What this task involves >> Go through the data and copy each line where the word "changes" shows up.

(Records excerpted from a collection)
----
PR #1026, opened 2025-10-29
feat(styles): sticky table headers

### LINKED ISSUE #1013: [Ecosystem > SDKs] Sticky table header
Image

When you scroll down, the SDKs table header is not visible anymore which makes it hard to read the table's content.

novusnota:
Closes #1013

### DIFF
--- a/extra.css
+++ b/extra.css
@@ -43,3 +43,19 @@ td>a>code {
   /* Firefox */
   scrollbar-width: none;
 }
+
+/* Sticky table headers */
+
+table {
+  overflow: unset !important;
+}
+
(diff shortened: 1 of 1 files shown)


novusnota:
> Would be nice to have some borders for table headers

Yeah, but that goes beyond what we can do without introducing new React components for tables. That's because in CSS we cannot target sticky elements (no such pseudo-classes), and we cannot safely add new classes on top of the current HTML structure, lest it cause sudden on-page React issues.

It'd be great if, eventually, our little hack would be re-made into Mintlify's innate feature of the tables :)

Issue #39, opened 2025-09-03
Check that no documentation is lost


verytactical:
- Check every page of old docs has landed somewhere in new docs
- Check that all old pages redirect to relevant new pages — replace all **TODO** and **issue link** destinations with actual routes as they appear. Also, pay attention to the `"/"` destinations, since those often mean that the original page was deleted and no replacement was needed (or not found)
- **(Right before release)** Re-enable the redirects check against the upstream docs.json structure introduced in https://github.com/ton-org/docs/pull/1084

reveloper:
Created old documentation list for matching with new pages: https://docs.google.com/spreadsheets/d/1M-gmnC3nLefCWJBTzHiwMLX4vH2aZYqqCdp4uzQX3Iw/edit?gid=843997444#gid=843997444

reveloper:
Document updated till October 2 commits

PR #1084, opened 2025-11-04
feat(ci): add redirect checks and reconstruct redirects array for all links from the previous TON Docs

### LINKED ISSUE #123: Check redirects on CI
Check that every page that was previously avaiable by URL is either still available, or there is a redirect.

If there is a page that was completely removed, and no possible target where it should land, redirect should land on 404 or main page.

novusnota:
Closes #123 by adding four kinds of redirect checks:

- all sources must be unique
- all destinations must exist (if they are local)
- changes against upstream docs.json structure links must be accounted for
- changes against previous TON Docs links must be accounted for

~~Out of them, **two** are expected to fail — we don't have redirect files for all declared routes AND we don't cover all links from the previous TON Docs. Yet.~~

All checks pass, [see this message](https://github.com/ton-org/docs/pull/1084#issuecomment-3491155216) for details.

### DIFF
--- a/scripts/check-redirects.mjs
+++ b/scripts/check-redirects.mjs
@@ -40,13 +40,15 @@ import {
  */
 
 /**
- * Check that all sources in the redirects array are unique
+ * Check that all sources in the redirects array are unique,
+ * don't point to themselves, and don't override the existing structure paths
  *
  * @param config {Readonly<DocsConfig>} Local docs.json configuration
  * @return {CheckResult}
  */
 const checkUnique = (config) => {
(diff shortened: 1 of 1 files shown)


novusnota:
> Let's add all missing redirects and/or add TODO stubs for destinations and resolve those in #39.

Done!

Instead of explicit "TODO" redirects, which would've led to 404 pages, I've opened new issues and linked to them. And also linked to existing issues when there's no corresponding page stub.

Besides, the "upstream docs.json" check is commented out — it shall be enabled only right before the release. There's a note for that in #39.

verytactical (approved):

PR #1152, opened 2025-11-11
feat: rework stats script

### LINKED ISSUE #1151: Stats script is outdated
It was implemented at the time when there were more stubs than actual pages and when these stubs were unstructured & randomly written. So the page filtering is very bloated and over-agressive.

We can simplify the script and make it more straight forward to align with the current format of the documentation.

Gusarich:
closes #1151


Gusarich:
@codex review

PR #1168, opened 2025-11-11
feat(ci): prohibit adhoc two-letter words in the spell checker

### LINKED ISSUE #1132: CI: further decrease the minimum word length for CSpell checks from 3 to 2
https://cspell.org/docs/Configuration/properties#settings-minwordlength

novusnota:
Closes #1132. From the issue:

> Since the goal is to catch typos in PRs better, we can either manually specify common typos of 2 letter words (and letter omissions in 3 letter words), OR just ban 26*26 two-letter words and then add exceptions (it, be, am, an, etc.).

Well, I started specifying common typos, but then I discovered that the valid range is quite small in comparison, so I just banned `26*26*4` two-letter words instead, excluding valid ones of course.

The number comes from the following pseudo-formula: `[a-z] twice * 4`, where 4 is the number of different spellings a word can have. For example, word `aa` can be written as: `aa`, `aA`, `Aa`, and `AA`. Since the case sensitivity is turned on, each of those options is considered a separate word.

However, I did not set the minimum checked word length to 2 characters in the config due to two reasons:
1. Checks look up the dictionaries, while bans occur regardless of whether a word is allowed in a dictionary, i.e., independently of other checks.
2. Further, those 2-character word dictionaries are lacking, so any unbanned words would then require specifying them in our `resources/dictionaries/custom.txt` file. Not nice.

Overall, **I'm not sure if banning 2k+ words is a good idea.** We might want to only restrict the common letter-omission typos of 3-letter words and be done with it. That said, this might be better in the long run, as people would be more conscious of the spelling errors, and because such typos are tricky to spot with AI. The latter would assume "ar" to be "Augmented Reality" or Argentina's country code rather than a missed "e" in "are".


foundations/addresses/overview.mdx
```diff
@@ -73,7 +73,7 @@ External addresses are closely related to [External messages](/foundations/messa
 
 Actually, external addresses are ignored by the TON Blockchain software altogether, but may be used by external software for its own purposes.
 
-The corresponding Tl-B schemes are as follows:
+The corresponding TL-B schemes are as follows:
```
novusnota, line 76: This was one of the few good catches made with new bans

resources/dictionaries/custom.txt
```diff
@@ -234,6 +234,7 @@ Dodis
 Domínguez
 dotenv
 dton
+Dton
```
anton-trunov: should probably only allow `dTON`

resources/dictionaries/custom.txt
```diff
@@ -234,6 +234,7 @@ Dodis
...
 Duif
```
anton-trunov, line 236: what's Duif? :)

resources/dictionaries/custom.txt
```diff
@@ -648,7 +647,7 @@ Stablecoins
 stakers
 standart
 stdlib
-Ston
+Ston.fi
```
anton-trunov: should only allow Ston.fi or STON.fi

.github/workflows/linter.yml
```diff
@@ -88,8 +88,6 @@ jobs:
     steps:
       - name: Checkout repository
         uses: actions/checkout@v4
-        with:
-          fetch-depth: 0
```
verytactical, line 92: Is this intentional?

novusnota: Yeah — otherwise the CSpell action took things from the main branch even when the current branch was lagging behind the main. I will add a comment then.

resources/dictionaries/custom.txt
novusnota: This guy: image

resources/dictionaries/custom.txt
novusnota: STON.fi seems favourable, done

.github/workflows/linter.yml
novusnota: Done

resources/dictionaries/custom.txt
novusnota: done

novusnota:
Now that we've fixed `dTON`, I actually think we should explicitly pin the intended spellings for TON-prefixed projects and services. Uno momento...

novusnota:
I've also found a nicer way to ban words that will actually show suggested alternatives — `flagWords`. Hence, the two-letter word ban list can merged with the current deny-list, while the latter contents would fill the `flagWords` array. Replacements in progress...

UPD: That's actually rather tricky to make work without false triggering on style-guide*.mdx files, hmmm

.cspell.jsonc
```diff
@@ -23,43 +30,80 @@
...
+        "AccountChain->accountchain",
+        "BaseChain->basechain",
+        "boc->BoC",
+        "BOC->BoC",
+        "Github->GitHub",
+        "MasterChain->masterchain",
+        "ShardChain->shardchain",
+        "Toncenter->TON Center",
+        "toncoins->Toncoin",
+        "Toncoins->Toncoin",
```
novusnota, line 58: Being pedantic in full accordance with https://ton.org/brand-assets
----
Task output >>
- changes against upstream docs.json structure links must be accounted for
- changes against previous TON Docs links must be accounted for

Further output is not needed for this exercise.